If you play games for several hours, then let the tv play normal stuff for several hours, and keep switching it back and forth, there should be no problems. Yes, there will probably be heavy image retention, but that will go away.


----------



## wgmontgomery (Jun 9, 2011)

Hometheatrguru12 said:


> i will be getting a new tv come October and here is what im looking for:
> 
> *3D
> *full hd
> ...


I double checked to make sure that I was correct (I'm wrong more often than I'd like to admit!!  ) about the gaming; I don't know _how much_ gaming is involved either, but it is an issue.


----------



## gdstupak (Jul 13, 2010)

If you listen to the professionals on the 2012 Shoot-out, it's not a problem.
Unless that's all you do with the tv.


----------



## wgmontgomery (Jun 9, 2011)

gdstupak said:


> If you listen to the professionals on the 2012 Shoot-out, it's not a problem.
> Unless that's all you do with the tv.


I have heard the same thing and am not 100% sure it would be a problem; I know that I do not allow games on mine and that I can see the ghost of Netflix's menu if it's been on the screen for a while. The scrolling bars do get rid of it, but I just thought that it would be best to warn him that it _may_ be a problem. :justdontknow:

I'm glad that you are offering the other side/another opinion though; it's hard to have too much information. :TT


----------



## gdstupak (Jul 13, 2010)

After reading these, hopefully the OP will be cautious enough to be a responsible user if he does end up with a plasma.


----------



## Jungle Jack (Jul 28, 2009)

Hello,
I am definitely on the Panasonic Plasma side of this discussion. By October, there should be all sorts of new models released which should allow you to get a nice discount on a current model.
Cheers,
JJ


----------



## wgmontgomery (Jun 9, 2011)

Jungle Jack said:


> Hello,
> I am definitely on the Panasonic Plasma side of this discussion. By October, there should be all sorts of new models released which should allow you to get a nice discount on a current model.
> Cheers,
> JJ


+1 :TT


----------



## Hometheatrguru12 (Apr 1, 2012)

How about this one? http://www.amazon.com/Panasonic-TC-..._m=ATVPDKIKX0DER&pf_rd_r=1FBZ225XD5HYP79J4KKS


----------



## wgmontgomery (Jun 9, 2011)

Hometheatrguru12 said:


> How about this one? http://www.amazon.com/Panasonic-TC-..._m=ATVPDKIKX0DER&pf_rd_r=1FBZ225XD5HYP79J4KKS


Looks like a good unit; LED sets (usually) look really good. :TT The built-in WiFi/Viera apps. will be nice for Netflix.


----------



## Jungle Jack (Jul 28, 2009)

Hometheatrguru12 said:


> How about this one? http://www.amazon.com/Panasonic-TC-..._m=ATVPDKIKX0DER&pf_rd_r=1FBZ225XD5HYP79J4KKS


Hello,
It would be a fine choice. Pretty impressive that it includes 4 Pairs of 3D Glasses as most in the past offer at best a single pair.
J


----------



## Hometheatrguru12 (Apr 1, 2012)

Thanks for yalls input!!! ill be watching for this one in pricing come november/ end of the year.

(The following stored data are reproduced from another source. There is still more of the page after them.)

PR #704, opened 2022-11-15
WIP – Rough, happy-path-only SDK-less Google sign in

mokagio:
**Super early stage**, here just as a proof of concept.

To test, run the demo app from this branch locally and select the "ASWebAuthenticationSession" option. It will prompt to login with Google. One authorized from the Safari modal, the flow should succeed and print tokens in the console.

## Feedback Please

@crazytonyli @jkmassel I'm keen on your input, in particular in regards to this question: Should we roll our own implementation for OAuth via `ASWebAuthenticationSession`, or use [OpenID's AppAuth](https://github.com/openid/AppAuth-iOS)?

I stumbled into AppAuth while reverse engineering the value for some parameter via break points. GoogleSignIn uses it under the hood. The advantage of using AppAuth would be a ready-made, battle tested, comprehensive OAuth implementation. The disadvantages are the Apache 2.0 license (which I think we'd like to avoid?) and the obvious fact that we'd be depending on the library going forward. Granted, we already depend on in indirectly via GoogleSignIn, but with the point of this process being to remove the upstream dependency, it might be inconsistent to retain AppAuth 🤔 

### Next steps for "Roll our own"

I made a lot of tradeoffs to get this PoC working. If we were to continue down this path, I'd:

- Address the various `FIXME` and `TODO`...
- Use `async throws` as discussed in https://github.com/woocommerce/woocommerce-ios/issues/8104.
- Define and throw granular errors.
- Move all the implementation in the actual framework. It's currently in the demo app purely for convenience.
- Audit our clients to understand what values, if any, they read from the `GIDUser` object we currently pass them, so that we can provide the same info (if deemed useful) via our bespoke one.
- Look for further optimizations in how we interact with Google APIs, e.g. with refreshing the token etc

---


mokagio:
This has become stale and redundant.

PR #705, opened 2022-11-21
Prepare demo app for showing WordPressAuthenticator features

mokagio:
This is an intermediate-step PR to keep future diffs cleaner.  

- Restructures the demo app away from Storyboards
- Sets up a programmatic table view configuration
- Adds a few syntax sugars and utils

Basically, a lot of boilerplate.

See also followup #706 which adds the monster-long WordPressAuthenticator configuration call and presents a working login via email flow.

Screen Shot 2022-11-21 at 12 55 42 pm

---


Demo/AuthenticatorDemo/WKWebView+UserAgent.swift
```diff
@@ -0,0 +1,11 @@
...
+
+extension WKWebView {
+
+    static var userAgent: String {
+        guard let userAgent = Self().value(forKey: "_userAgent") as? String, userAgent.isEmpty == false else {
+            return ""
+        }
+        return userAgent
+    }
+}
```
mokagio, line 11: Would it be useful to move this to the framework to make it available to consumers?

If so, would it be reasonable to keep the `""` fallback under the assumption that we'll always have a user agent from `WKWebView`, or should we return `String?` or make it `throw`?

I'm leaning toward bubbling up the error and not make any assumption, because we're WordPressAuthenticator is a library and falling back to `""` for the user agent doesn't seem appropriate.

Demo/AuthenticatorDemo/ViewController.swift
```diff
@@ -1,10 +1,90 @@
 import UIKit
 import WordPressAuthenticator
 
+/// Starting point for the demo app. It shows a table view with actionable rows each loading a different authentication flow.
+/// (Currently, we only have one authentication flow).
```
mokagio, line 5: This statement is incorrect, but it will be right in #706.

Demo/AuthenticatorDemo/WKWebView+UserAgent.swift
crazytonyli: I'm leaning towards not exposing this as API, at least not this implementation. Creating a `WKWebView` to get a user agent string seems a little bit too expensive to me. Not to mention it uses a private API here. Unless the backend HTTP API requires a "browser like" user agent.

crazytonyli (approved):

PR #709, opened 2022-11-28
Implement existing Google-SignIn flow in the demo app

mokagio:
<table>
<tr>
	<td>Screenshot 2022-11-28 at 4 26 04 pm</td>
	<td>
Screenshot 2022-11-28 at 4 26 16 pm</td>
	<td>Screenshot 2022-11-28 at 4 27 29 pm
</td>
</tr>
</table>

When testing, you might see the following error in the console:

```
[Authorization] ASAuthorizationController credential request failed with error:
Error Domain=com.apple.AuthenticationServices.AuthorizationError Code=1001 "(null)"
```

Notice, though, that it's logged _before_ the start of any login flow. It will be good to chase it down, but it's out of scope for this time.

on the same note..... i currently have an insignia 39" 1080 60hz (awesome tv for price)..... while at best buy i was watching iron man 2 on what i believe was the 60" aquos.... it was smooth and the refresh was amazing!
will the panny i last inquired on have a similar feel as far as refresh and smooth movie feel? or does that come with a better player?


----------



## RBTO (Jan 27, 2010)

Someone mentioned off-axis image degradation in LCD sets. The Panny 42 inch LED set I recently purchased (TCL42ET5) features their "IPS LED panel" and it does what it advertises - improves the off-axis image greatly. As I mentioned previously, I would prefer plasma over LCD/LED, but chose the LED for power consumption considerations, but no regrets to image quality yet. My only concern when I first turned it on was a somewhat dark picture, but I switched from Cinema to Standard mode, and the image brightened right up - pretty close or maybe even brighter than the CRT it replaced now.

The LED comes with a "Cinema smoother" feature which really does smooth out motion - so much so it was creepy ("soap opera" version of "The Mentalist"). I turned it to the low setting (not off), and I'm happy with that. I think it has four degrees of smoothing that can be selected via menu, the default being the highest setting (might make some people happy - just not me).


----------



## Jungle Jack (Jul 28, 2009)

RBTO said:


> Someone mentioned off-axis image degradation in LCD sets. The Panny 42 inch LED set I recently purchased (TCL42ET5) features their "IPS LED panel" and it does what it advertises - improves the off-axis image greatly. As I mentioned previously, I would prefer plasma over LCD/LED, but chose the LED for power consumption considerations, but no regrets to image quality yet. My only concern when I first turned it on was a somewhat dark picture, but I switched from Cinema to Standard mode, and the image brightened right up - pretty close or maybe even brighter than the CRT it replaced now.
> 
> The LED comes with a "Cinema smoother" feature which really does smooth out motion - so much so it was creepy ("soap opera" version of "The Mentalist"). I turned it to the low setting (not off), and I'm happy with that. I think it has four degrees of smoothing that can be selected via menu, the default being the highest setting (might make some people happy - just not me).


Hello,
A corollary to most Panels being dispalyed at big box stores replete with Florescent Lights is that many folks are judging a Panel's performance by how bright the picture is. Manufacturers now have what many of us call a "torch mode" for Display Units.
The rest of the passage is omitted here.